Open derekholmes opened 7 years ago
Thanks, it's good to see that many people benefit from the fst
package in their work! Your request is somewhat similar to requests made in issue #12, I believe a first step could be to use R's internal serialization mechanism for serializing 'complex types' but use the LZ4 and ZSTD compressors instead of the default compressors for speed. In that case, you would still have random row access to elements in list-type columns. Later, I could also optimize further by using fst
serialization for list elements of known types inside the list-type columns (recursively), increasing speed further.
Thanks for the request, it's definitely on the list for one of the next versions.
FWIW, here is the code I wrote to do this. I have a function called cAssign() which takes a possible list of dataframes and either assigns them to a different environment and/or saves them to disk. (This is self-rolled persistence.) The name is passed in as a string, and if one of the data frames is large enough, it is split into a separate file using fst.
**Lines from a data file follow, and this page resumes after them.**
PR #1868, opened 2024-11-22
enable TLS for local environment

deer-wmde:
> [!NOTE]
> depends on: https://github.com/wbstack/charts/pull/179

## Describe the changes
- changes local tunnel script to serve port `443` instead of `80`
- enables TLS for local ingress
- adds certificate config for self-signed cert-issuer

- I noticed for all environments all cluster issuers get deployed. This is not necessarily an issue (since different environment will have different keys generated) but I'd like to hear if someone is worried about this in any way
- do the api pods need the self-signed cert? I'm not sure
- are there missing hardcoded instances of `http://` that still need to be changed somewhere?
- do you also experience this bug? https://mattermost.wikimedia.de/swe/channels/wikibase-cloud-engineering/x3x9x6nuhtg1pfxwew8wrtjn9w
- any ideas on this? I couldn't figure it out https://github.com/wmde/wbaas-deploy/pull/1868/files#diff-f64d247983d17f7ce876d21cf69063b9f25d737b15d517cf7c72ddf1bdc64c19R86

## Link to Phabricator

### DIFF
--- a/bin/minikube-tunnel
+++ b/bin/minikube-tunnel
@@ -4,7 +4,7 @@ EXTERNAL_IP=$(minikube --profile minikube-wbaas kubectl -- -n kube-system get se
 
 trap 'kill -15 $kids; exit 143' EXIT HUP INT TERM
 
-sudo socat tcp-listen:80,reuseaddr,fork tcp:"$EXTERNAL_IP":80 &
+sudo socat tcp-listen:443,reuseaddr,fork tcp:"$EXTERNAL_IP":443 &
 kids=$!
 
 minikube --profile minikube-wbaas tunnel &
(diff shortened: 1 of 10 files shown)


tarrow:
maybe you already did locally and didn't commit but I wondered if you needed to also touch https://github.com/wmde/wbaas-deploy/blob/main/bin/minikube-tunnel#L7 and open 443 there?

deer-wmde:
> maybe you already did locally and didn't commit but I wondered if you needed to also touch https://github.com/wmde/wbaas-deploy/blob/main/bin/minikube-tunnel#L7 and open 443 there?

that was it, thanks.

tarrow (approved):
Looks good to me; didn't try locally though! Don't forget to merge the chart first! :)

cAssign<-function(x,dbg=TRUE,silent=FALSE,copysilent=FALSE,trace=FALSE,dpath=datapath,nbig=10000,title="",usefst=TRUE) {
ppp=lapply(x,function(y){
fname=paste0(dpath,paste0(y,".RD"))
if(usefst) {
cadtmp=get(y,pos=parent.frame(n=3))
if("list" %in% class(cadtmp)) {
listonames = c(names(cadtmp),paste0("A",1:length(cadtmp)))[1:length(cadtmp)]
for(i in 1:length(listonames)) {
if("data.frame" %in% class(cadtmp[[i]]) && nrow(cadtmp[[i]])>=nbig) {
message(" Splitting ",listonames[[i]], " from ",y)
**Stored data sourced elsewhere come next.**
PR #1869, opened 2024-11-25
redis: reduce CPU requests on staging

AndrewKostka:


tarrow (approved):

tarrow:
Looks like this "fails" due to an oversight in removing cpu limits for the master as well as the replica. See: #1871

PR #1872, opened 2024-11-27
Staging: Route 2 wikis to alpha mediawiki deployment

rosalieper:
Bug: T378743


tarrow (approved):
Looks good! I'm not sure how best to test this locally so I think it would be better to just try it on staging!

I really like how you added a separate section and properly documented what that section is for

PR #1877, opened 2024-11-27
cleanup private.yaml (staging/prod)

deer-wmde:
## Describe the changes
While looking at local TLS setup and trying to understand our certificate setup I came across some things that can be cleaned up.

- removed certificate config from private.yaml
  - as this seems unused and moved to certificates.values.yaml.gotmpl in the past
- removed a confusing comment, because as far as I can tell that value is still used on the other hand

Diffs should result in *no changes* for staging or production

## Link to Phabricator


tarrow (approved):
I believe after checking that this is (as you say) a noop on prod +staging

PR #1883, opened 2024-12-02
remove argo cpu limits

deer-wmde:
There was some discussion recently about this, but I fail to remember the outcome why this was added and then reverted and such. All I know is that without this currently a local cluster re-initialization is not working, so we should change *something*. Change requests/feedback/etc welcome


tarrow:
I'm not sure why it was reverted; let's merge it!

tarrow (approved):

PR #1897, opened 2024-12-11
argo: disable dex in all environments

tarrow:
this commit removes the resources setting that appears to be inadvertantly re-enabling the dex server and config after it was attempted to be disabled at the top of
production/argo-cd-base.values.yaml.gotmpl

Bug: T381960


deer-wmde (approved):

tarrow:
so I'll just ship this instead of #1896

PR #1898, opened 2024-12-11
enable wikibasequalitycontraint on wbqc-2-alpha.wikibase.dev

rosalieper:
Bug: T378743


tarrow:
some cheeky self-merging ;) ?

rosalieper:
since it was the 3rd wiki I was creating for this task plus it was a just a wiki name change, I wanted to deploy it to alpha quickly and let Anton try the wiki. But truth is I should have ask another eye still, Sorry!

PR #1901, opened 2024-12-12
prod: use argocd-config 1.1.0

deer-wmde:
https://phabricator.wikimedia.org/T377585

https://github.com/wmde/wbaas-deploy/pull/1885/files

uses argocd-config chart v0.1.0 on production


tarrow (changes requested):
Unless https://github.com/wmde/wbaas-deploy/pull/1910/files#r1883786844 is done this needs that change here

tarrow (approved):

PR #1903, opened 2024-12-12
local tls: add ca cert export and documentation + argo cert

deer-wmde:

This adds a makefile target to easily export the local CA certiface that gets used to self-sign the locally used TLS certificates. This can get used to circumvent browser warnings.

- also adds config to issue local argo a certificate

### DIFF
--- a/doc/local-dev-env.md
+++ b/doc/local-dev-env.md
@@ -245,6 +245,15 @@ sudo wget https://raw.githubusercontent.com/roboll/helmfile/master/autocomplete/
 sudo sh -c 'skaffold completion bash > /usr/share/bash-completion/completions/skaffold'
 ```
 
+## [Optional] install local CA certificate
+Since we [introduced](https://phabricator.wikimedia.org/T378691) using HTTPS for local ingresses, you will get a scary warning when accessing local web interfaces. This can be mitigated by trusting the local CA certificate that is getting used for self-signing. The easiest way to do this is to save the local CA certificate in a file by accessing the secret it lives in (`wikibase-local-tls`) and importing it in your browser. There is also the possibility to import it into the trust store of your operating system, for example via the tool [mkcert](https://github.com/FiloSottile/mkcert), but you should be aware of the possible consequences this could have for the security of your machine.
+
+> [!TIP]
+> Running `make local-ca` will save the certificate to the file `wikibase-local-tls.crt`. It is highly recommended to delete the file again after importing it.
+
+> [!NOTE]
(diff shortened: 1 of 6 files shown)


tarrow (approved):

deer-wmde:
I'm super confused right now - I thought I was able to import the certificate into firefox yesterday but now it doesnt seem to work?!

deer-wmde:
for some reason the CA cert in the secret is not a CA cert but the same cert as the one in `data.tls.crt` - I have no idea if this changed now since yesterday somehow but I'm 99% sure I was able to import it into firefox, but I also have no idea what could've changed now.

deer-wmde:
I can only imagine I made a mistake yesterday. But I found a way to do this now https://cert-manager.io/docs/configuration/selfsigned/#bootstrapping-ca-issuers

This will require a chart update though.

deer-wmde:
adjusted this accordingly and the new chart PR is here: https://github.com/wbstack/charts/pull/184

deer-wmde:
sorry, this should be it's own PR but now slipped in. I was curious how hard it would be to get argocd now locally a valid cert, and it required only very few changes, so I added it (requires one more chart change though to set the namespace https://github.com/wbstack/charts/pull/185)

tarrow (approved):
very pro

doc/local-dev-env.md
```diff
@@ -245,6 +245,15 @@ sudo wget https://raw.githubusercontent.com/roboll/helmfile/master/autocomplete/
 sudo sh -c 'skaffold completion bash > /usr/share/bash-completion/completions/skaffold'
 ```
 
+## [Optional] install local CA certificate
+Since we [introduced](https://phabricator.wikimedia.org/T378691) using HTTPS for local ingresses, you will get a scary warning when accessing local web interfaces. This can be mitigated by trusting the local CA certificate that is getting used for self-signing. The easiest way to do this is to save the local CA certificate in a file by accessing the secret it lives in (`wikibase-local-tls`) and importing it in your browser settings. There is also the possibility to import it into the trust store of your operating system, for example via the tool [mkcert](https://github.com/FiloSottile/mkcert), but you should be aware of the possible consequences this could have for the security of your machine.
+
+> [!TIP]
+> Running `make local-ca` will save the certificate to the file `wikibase-local-tls.crt`. It is highly recommended to delete the file again after importing it.
```
tarrow, line 252:
```suggestion
> Running `make local-ca` will save the certificate to the file `wikibase-local-tls.crt`.
```

If I understand correctly a certificate isn't something secret we need to protect. Deleting it would be convenient for not getting mixed up but it's not the tls.key which I *think* is what you want to keep secret

PR #1910, opened 2024-12-13
local/staging: use argocd-config 1.1.0

deer-wmde:
attempt #3 to ship https://github.com/wmde/wbaas-deploy/pull/1885

### DIFF
--- a/k8s/helmfile/env/production/argocd-config.values.yaml.gotmpl
+++ b/k8s/helmfile/env/production/argocd-config.values.yaml.gotmpl
@@ -1,2 +1,2 @@
 environment: production
-
+appOfAppsVersion: 1.1.0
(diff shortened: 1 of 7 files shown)


k8s/helmfile/env/production/argocd-config.values.yaml.gotmpl
```diff
@@ -1,2 +1,2 @@
 environment: production
-
+appOfAppsVersion: 1.1.0
```
tarrow, line 2: maybe set this to 1.1.1 anyway since I think it's unused until we for to `argocd-config` `1.1.0` anyway? Otherwise I bet we forget?

tarrow (approved):

k8s/helmfile/env/production/argocd-config.values.yaml.gotmpl
deer-wmde: valid concern but due to coordination difficulties I will move on now to see if this even finally works as intended

PR #1915, opened 2024-12-18
nginx: add robots.txt for Wikibase sites

AndrewKostka:
A slightly reduced version of https://www.wikidata.org/robots.txt


tarrow (approved):
Looks good to me; tested locally and got a robots.txt where I would expect.

I also compared the list to the wikidata one. I wondered for is bit if we should still be including all those non-english instances of `/wiki/Special:` (e.g. `/wiki/Spezial:`) but with some very rough testing it appears that since we enforce an english "site content language" this isn't an issue.

So, let's go and ship to prod

PR #1924, opened 2025-01-29
Prepare for automated deploy commits for tools

AndrewKostka:


k8s/helmfile/env/local/tool-widar.values.yaml.gotmpl
```diff
@@ -1,3 +1,5 @@
-# the local service matches production, so this file is empty
```
tarrow, line 1: what an amusing lie

tarrow (approved):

newfilename=paste0(y,"_",listonames[[i]],".fst")
write.fst(cadtmp[[i]], paste0(dpath,newfilename),compress=20)
cadtmp[[i]]=newfilename
}
}
}
e1<-new.env()
assign(y,cadtmp,env=e1)
save(list=c(y),envir=e1,file=fname) }
else {
save(list=c(y),file=fname) }
if(!copysilent) { message("GlobalAssign and Saving ", y, " to disk as ",y,".RD (filesize:",file.size(fname),")") }
})
}
Hi @derekholmes, thanks for sharing! So basically you need to store a list with several components, the largest of which are data.table
's. You would like fst
to be able to store a list and if a list element is a data.table
(or vector), still have random access to that structure?
Supporting list
s would certainly be possible. For storing a table with random access inside that list
the fst
format would need to support nested structures. That would be a very interesting and useful feature I think. The current format could be maintained as is, but when you need a list
, you can use a single column data.table
containing 1 column of the list
type. The same holds for vectors.
The speed of a nested list
structure would probably be lower due to additional file-pointer jumps, but when the data.table
elements are comparatively large, the effect would be small.
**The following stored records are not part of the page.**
PR #1143, opened 2021-03-18
Update pf and webpack

ibolton336:
This PR updates PF, webpack & webpack loaders. 

The reason behind this is to pull in the expandable card component from pf & other PF enhancements. When updating PF i became aware of some hard dependencies on the updated version of webpack. The migration to webpack 5 was fairly painless & should give us some additional features around performance & optimization.


djwhatle (approved):
LGTM!

PR #1158, opened 2021-04-05
Add scroll to card effect for view json functionality

ibolton336:
Fixes a poor user experience bug where the json view card would be rendered outside of the viewport. This adds a scroll animation to the viewjson div when the card is initially redered.


ibolton336:
autoscroll

PR #1163, opened 2021-04-09
Enhanced debug fixes

ibolton336:


src/app/debug/duck/selectors.ts
```diff
@@ -146,15 +146,21 @@ const getResourceStatus = (debugRef: IDebugRefRes): IDerivedDebugStatusObject =>
...
       const hasWarning = conditions?.some((c) =>
         checkListContainsString(c.category, warningConditionTypes)
       );
       const hasFailure = conditions?.some((c) =>
         checkListContainsString(c.type, ['InvalidPod', 'InvalidPodRef'])
       );
-      const hasCompleted = false;
-      const hasRunning = false;
+      const hasCompleted = phase === 'Succeeded';
+      const hasRunning = totalProgressPercentage !== '100%';
```
djwhatle, line 163: @ibolton336 it's been my experience that there are cases where totalProgressPercentage may not reach 100% if we don't poll the Rsync Pod logs one last time before it shuts down with Phase=Succeeded. @pranavgaikwad does this sound accurate to you?

I just want to make sure we show "hasCompleted" with greater precedence than "hasRunning".

djwhatle:
@ibolton336 I saw this crash (UI page went blank white) when trying to view the tree for a freshly started stage migration.

image

djwhatle:
@ibolton336 I think it would be pretty cool if the DVMP status showed the progress percent as its status text when it's between 0 and 100 (e.g. when its still running). Do you think that would be hard to add this PR? Otherwise will do it as a follow-on assuming you're ok with the idea.

ibolton336:
I like that idea @djwhatle should be easy enough to add to this PR.

ibolton336:
image

djwhatle (dismissed):
LGTM. I did see the progress jump from 0 to 100%, although I believe that may be a problem on the back-end. I asked QE to verify if this is happening in 1.4.3 images. 

Edit: Found a few more issues, posted below.

djwhatle:
@ibolton336 I think we still need to resolve 

- the issue of dealing with resources are removed from the cluster naturally as part of migration causing 404 in tree view
- DVMP does not show correctly as "Failed" when DVMP.phase=failed
image

ibolton336:
I think I hit everything but the 404 issue. I think I am going to try to address that in another PR @djwhatle

djwhatle (approved):
LGTM! Working out the  404 on deletion of resources in a future PR sounds good. Merge away when you're ready.

PR #1173, opened 2021-04-20
Implement Tree table for debug view

ibolton336:
image

### DIFF
--- a/config/webpack.dev.js
+++ b/config/webpack.dev.js
@@ -69,7 +69,16 @@ const webpackConfig = {
   optimization: {
     removeAvailableModules: false,
     removeEmptyChunks: false,
-    splitChunks: false,
+    splitChunks: {
+      cacheGroups: {
+        default: false,
+        commons: {
+          name: 'commons',
+          chunks: 'all',
+          minChunks: 3,
+        },
+      },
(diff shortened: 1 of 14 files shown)


djwhatle (changes requested):
A few things that jump out to me:

 - Cluster (source, target, host) should be included as a column, this is badly needed for users to be able to know where they can find the resources if they're using the tree view as a jumping off point for more debugging
 
 - If possible to make the tree table more compact, we should. For migrations that aren't just moving one sample app, the tree can expand to include 100s of items so it's useful to have them shown compactly IMO

 - `Kind` is not an accurate reflection of the content of that column currently since `Kind` has meaning at the API level and the stuff we have in that column is the "UI-friendly" versions of kinds instead of the real things. E.g. `MigPlan` is shown as `Plan` in the UI but if you try to run `oc get plan` you're not going to get anything. This could be fixed with a different column name (not sure what name would be best), or a backend change to use real API names in tree view.


_Sample of tree view with a bunch of stuff in it (copying 10 PVs with Direct Volume Migration)_

image

ibolton336:
Closing for now - Unable to get sufficient performance out of the pf table tree variant.

PR #1183, opened 2021-04-23
[MIG-620] Remove progress percentage value from progress message as it is already shown on the progress bar

pranavgaikwad:
Removes redundant progress percentage value from <message> part of a progress string.
Screenshot from 2021-04-23 08-51-55


ibolton336 (approved):
LGTM!

PR #1190, opened 2021-04-29
Use stage, migration, rollback in migmigration names

djwhatle:
This changes the migmigration names generated by the UI to be meaningful with a shorter 5 char UUID for easier readability and human identification.

The chance of collision with a 5 char UUID is 36^5 (1 / 60466176). I think we can live with that for the easier readability benefits it provides.  

image


ibolton336 (approved):
LGTM!

vconzola:
Love this!

PR #1192, opened 2021-04-29
Tree performance enhancements

ibolton336:
Fixes laggy experiecne when the tree view is loaded up with resources.
-Memoize the tree component
- Stop all polling other than plan polling when debug tree view is open


djwhatle (approved):
LGTM

PR #1193, opened 2021-04-30
Style pending debug resources in yellow highlighting

djwhatle:
I realized it's really important to show the user which resources are pending, because pending things, by definition, hold up the migration. 

Right now the blue highlighting kind of overshadows the (unhighlighted) pending resources where the action is happening. I mocked out what it would look like to highlight pending in yellow. 

Please ignore the "active" DVMPs, those need their status fixed, they aren't actually tracking an active transfer yet.

image

### DIFF
--- a/src/app/debug/duck/utils.module.scss
+++ b/src/app/debug/duck/utils.module.scss
@@ -17,9 +17,19 @@
   text-overflow: ellipsis;
 }
 
-.activeHighlight {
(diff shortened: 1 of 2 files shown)


djwhatle:
For comparison's sake, here's the same thing without active highlights

image

djwhatle:
Closing in favor of #1196 to avoid the christmas tree effect 😄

Thanks for your feature request, when the list
type is implemented, I'll make sure that the format is prepared for recursive structures as well!
This is a great package -- halved my data loading time by half, but with some effort. I frequently group data into lists (e.g. a time series "dataset" with data in a data.table, inventory in a small data.frame and xts dates/representations) of the form mydata=list("x"=data.table(..), "y"=data.table, "z" = chr) etc.
I was able to write a wrapper around these to parse component datatables to separate .fst files, but it would be great if you generalized the read and write to more general data structures. Eventually, I think this can really be a replacement for save and load.